→ Brief:
Give the listing again, word for word.
----------
PR #1488, opened 2019-03-06
refactor: Save clustering results

Gara64:


src/photos/ducks/clustering/albums.js
```diff
@@ -204,7 +261,7 @@ export const albumsToClusterize = async (newPhotos, albums) => {
             )
             clusterAlbumsExist = true
             break
-          } else if (intersection(matchingAlbums, clusterAlbums).length > 1) {
+          } else if (intersection(matchingAlbums, clusterAlbums).length > 0) {
```
y-lohse: Hm, I'm a bit worried that we missed this. Could we add a test to cover this?

Gara64: Hum yes, it would be better. However, I cannot test this function directly because of the problem we had with cozy-client-js (We couldn't import it with jest for obscure reason). So any idea how to test it?

src/photos/ducks/clustering/albums.js
```diff
@@ -91,54 +123,80 @@ const createClusters = async clusters => {
...
+        photos.filter(p => p.clusterId).map(p => p.clusterId)
+      )
+      if (clusterIds.length === 0) {
+        // No clusterId : create the new cluster
+        const album = await createAutoAlbum(photos)
+        refsCount += await addAutoAlbumReferences(photos, album)
+      } else if (clusterIds.length === 1) {
+        const album = clusterAlbums.find(album => album._id === clusterIds[0])
+        if (processedAlbumsIds.includes(album._id)) {
+          // Album already processed for another cluster: remove the refs and create a new album
```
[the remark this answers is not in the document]
Gara64: Consider this scenario: we have 2 clusters: c1 = [p1, p2], c2 = [p3]. p1 and p3 used to be in the same cluster, so referenced by the same album, say a1. p2 is a newly uploaded photo.
We first process c1. a1 is found because of p1,so we add it as a `referenced-by` in p2.
Then we process c2. a1 is found again, but it has already been used in c1, another cluster. So we cannot use it anymore: we remove the reference and create a3, the new `referenced-by` of p3.

PR #1493, opened 2019-03-07
fix: Safer way to check if auth should start

y-lohse:
I'm not sure why, but in some cases the redux store does not have the default `onboardingInformations` set, and when that happens the auth module crashed.


tpetitberghien:
[App Android - bloqué splash screen (device One Plus?)](https://trello.com/c/YyEf8x3v/1731-app-android-bloqu%C3%A9-splash-screen-device-one-plus)

PR #1498, opened 2019-03-11
Fix clustering gradient

Gara64:


Gara64:
@y-lohse I think it could be useful to keep the debug logs even after we are confident on the execution. It could be useful to be able to monitor the service on a specific instance.

y-lohse:
In that case maybe the `debug` level isn't the correct one? Not sure what the exact effects of the levels are though.

Gara64:
I assumed that `info` was always displayed, while `debug` was only for debug instances. However, this is not the case, as said here: https://github.com/cozy/cozy-stack/issues/1546
So yeah, as they are semantically more 'info' than 'debug' we better use info. I'll revert the last commit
----------
→ Answer to the problem:
PR #1488, opened 2019-03-06
refactor: Save clustering results

Gara64:


src/photos/ducks/clustering/albums.js
```diff
@@ -204,7 +261,7 @@ export const albumsToClusterize = async (newPhotos, albums) => {
             )
             clusterAlbumsExist = true
             break
-          } else if (intersection(matchingAlbums, clusterAlbums).length > 1) {
+          } else if (intersection(matchingAlbums, clusterAlbums).length > 0) {
```
y-lohse: Hm, I'm a bit worried that we missed this. Could we add a test to cover this?

Gara64: Hum yes, it would be better. However, I cannot test this function directly because of the problem we had with cozy-client-js (We couldn't import it with jest for obscure reason). So any idea how to test it?

src/photos/ducks/clustering/albums.js
```diff
@@ -91,54 +123,80 @@ const createClusters = async clusters => {
...
+        photos.filter(p => p.clusterId).map(p => p.clusterId)
+      )
+      if (clusterIds.length === 0) {
+        // No clusterId : create the new cluster
+        const album = await createAutoAlbum(photos)
+        refsCount += await addAutoAlbumReferences(photos, album)
+      } else if (clusterIds.length === 1) {
+        const album = clusterAlbums.find(album => album._id === clusterIds[0])
+        if (processedAlbumsIds.includes(album._id)) {
+          // Album already processed for another cluster: remove the refs and create a new album
```
[the remark this answers is not in the document]
Gara64: Consider this scenario: we have 2 clusters: c1 = [p1, p2], c2 = [p3]. p1 and p3 used to be in the same cluster, so referenced by the same album, say a1. p2 is a newly uploaded photo.
We first process c1. a1 is found because of p1,so we add it as a `referenced-by` in p2.
Then we process c2. a1 is found again, but it has already been used in c1, another cluster. So we cannot use it anymore: we remove the reference and create a3, the new `referenced-by` of p3.

PR #1493, opened 2019-03-07
fix: Safer way to check if auth should start

y-lohse:
I'm not sure why, but in some cases the redux store does not have the default `onboardingInformations` set, and when that happens the auth module crashed.


tpetitberghien:
[App Android - bloqué splash screen (device One Plus?)](https://trello.com/c/YyEf8x3v/1731-app-android-bloqu%C3%A9-splash-screen-device-one-plus)

PR #1498, opened 2019-03-11
Fix clustering gradient

Gara64:


Gara64:
@y-lohse I think it could be useful to keep the debug logs even after we are confident on the execution. It could be useful to be able to monitor the service on a specific instance.

y-lohse:
In that case maybe the `debug` level isn't the correct one? Not sure what the exact effects of the levels are though.

Gara64:
I assumed that `info` was always displayed, while `debug` was only for debug instances. However, this is not the case, as said here: https://github.com/cozy/cozy-stack/issues/1546
So yeah, as they are semantically more 'info' than 'debug' we better use info. I'll revert the last commit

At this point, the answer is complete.